Como es de sobras conocido, nos encontramos actualmente a las puertas de una reforma laboral largamente demandada por multitud de agentes e instancias (entre las que destacan las agencias de calificación, las principales instituciones económicas o ese ente conocido como Europa) y, lo que es más importante, por la muy deteriorada realidad del mercado de trabajo español (difícilmente superable en sus registros negativos en términos de segmentación y, muy especialmente, de incidencia del desempleo).

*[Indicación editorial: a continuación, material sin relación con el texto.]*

PR #20413, opened 2025-10-09
refactor(protocol): clean up folder structure and remove Pacaya contracts

ggonzalez94:
Fixes #20014 

## Summary
This PR removes deprecated Pacaya-specific contracts and cleans up the protocol folder structure by flattening the layer1 directory hierarchy and consolidating the verifier architecture. This significantly reduces codebase complexity (~12K lines removed) while maintaining all current functionality.

## Changes
- Removed Pacaya contracts (TaikoInbox, DevnetInbox, MainnetInbox) and associated tests (~8K lines)
- Removed deprecated infrastructure (ForkRouter, PreconfRouter, PreconfSlasher, ProverSet, ForcedInclusionStore)
- Flattened layer1 structure by moving contracts from `layer1/shasta/` to `layer1/` root
- Simplified verifier architecture by consolidating verifier contracts and removing legacy implementations
- Updated deployment scripts and storage layout generation for new structure

---

> [!NOTE]
> Removes Pacaya-era contracts and infra, flattens L1 (shasta → core) with new SignalService/Inbox/Anchor paths, consolidates verifiers, renames DAO controller, updates scripts/layouts/tests, and drops deprecated docs/sims.
> 
> - **Structure & Removals**:
>   - Drop Pacaya-era contracts and infra: `TaikoInbox/DevnetInbox/MainnetInbox`, `ForkRouter`, `PreconfRouter/Slasher`, `ProverSet`, `ForcedInclusionStore`, related tests/docs/simulation.
>   - Flatten L1: migrate `layer1/shasta/*` → `layer1/core/*` (e.g., `Inbox`, `Codec*`, libs) and update imports.
>   - Move shared vaults: `shared/tokenvault/*` → `shared/vault/*`.
> - **Signal/Inbox/Anchor**:
>   - Introduce `SignalService` with `authorizedSyncer`/`remoteSignalService` and `ICheckpointStore`; adapt tests to checkpoint-based proving.
>   - Replace L2 `TaikoAnchor` with `core/Anchor` and update tests.
> - **Verifiers**:
>   - Consolidate verifiers (`Risc0Verifier`, `SP1Verifier`, `SgxVerifier`) and remove legacy `Taiko*Verifier` variants.
> - **Governance**:
>   - Rename `TaikoDAOController` → `MainnetDAOController`; update tests and docs.
> - **Build/Tooling**:
>   - Update deploy scripts (`script/layer1/core/*`) and layout generator paths; adjust foundry `profile.lint`.
[...]

PR #20432, opened 2025-10-13
refactor(protocol): convert verifiers to view-only functions

YoGhurt111:
Consider removing the dependency on TaikoInbox address on verifiers after the design of separating into `ShastaInbox` and `PacayaInbox`.


packages/protocol/contracts/layer1/verifiers/TaikoSgxVerifier.sol
```diff
@@ -85,12 +84,11 @@ contract TaikoSgxVerifier is EssentialContract, IVerifier {
     error SGX_INVALID_PROOF();
 
     constructor(
-        address _taikoInbox,
+        uint64 _taikoChainId,
         address _taikoProofVerifier,
```
dantaik: we can remove taikoProofVerifier as it is not used anywhere

YoGhurt111: Will do

YoGhurt111: Fixed in https://github.com/taikoxyz/taiko-mono/pull/20432/commits/4df4736baf78d57447180c7dc420f6f0f96e16ee

davidtaikocha (approved):

packages/protocol/contracts/layer1/devnet/verifiers/OpVerifier.sol
```diff
@@ -13,15 +11,9 @@ import "../../verifiers/IVerifier.sol";
...
-    address public immutable taikoInbox;
-    address public immutable proofVerifier;
-
     uint256[50] private __gap;
 
-    constructor(address _taikoInbox, address _proofVerifier) {
-        taikoInbox = _taikoInbox;
-        proofVerifier = _proofVerifier;
-    }
+    constructor() { }
```
dantaik:
```suggestion
```

dantaik (changes requested):

dantaik (approved):

ggonzalez94 (changes requested):
@YoGhurt111 all the new verifiers already use view functions(e.g. SP1 verifier [here](https://github.com/taikoxyz/taiko-mono/blob/main/packages/protocol/contracts/layer1/shasta/verifiers/ShastaSP1Verifier.sol#L49)) and the previous ones are being removed from the repo as part of #20413 
Is there anything we should port from here to the most recent changes?

YoGhurt111:
> @YoGhurt111 all the new verifiers already use view functions(e.g. SP1 verifier [here](https://github.com/taikoxyz/taiko-mono/blob/main/packages/protocol/contracts/layer1/shasta/verifiers/ShastaSP1Verifier.sol#L49)) and the previous ones are being removed from the repo as part of #20413 Is there anything we should port from here to the most recent changes?

Great! Removing some unused import would be better, like `import "src/shared/libs/LibNames.sol";`

YoGhurt111:
Closed by https://github.com/taikoxyz/taiko-mono/pull/20413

En general, se da un amplio consenso por parte de investigadores y analistas en cuanto al diagnóstico de la situación del mercado de trabajo español y las recetas a aplicar para su mejoría futura. En esencia, se trata de que buena parte del origen del mal funcionamiento del mercado laboral esta relacionado con su regulación institucional y, en particular, con las características del sistema de contratación y la negociación colectiva. Así, por una parte, deberían igualarse los costes de rescisión de los contratos temporales e indefinidos, en tanto que es la diferencia que se da entre ambos la que determinaría en buena medida nuestra elevada tasa de temporalidad, con los conocidos efectos perniciosos que de ella se derivan en términos de desigualdad o de crecimiento de la productividad. Por otra parte, deberían introducirse modificaciones en la negociación colectiva que facilitaran el recurso por parte de las empresas españolas a la flexibilidad externa (ajuste de salarios y de horas de trabajo), en detrimento de la opción por la que se decantan mayoritariamente en la práctica, la flexibilidad interna (ajuste en el número de trabajadores, preferentemente temporales).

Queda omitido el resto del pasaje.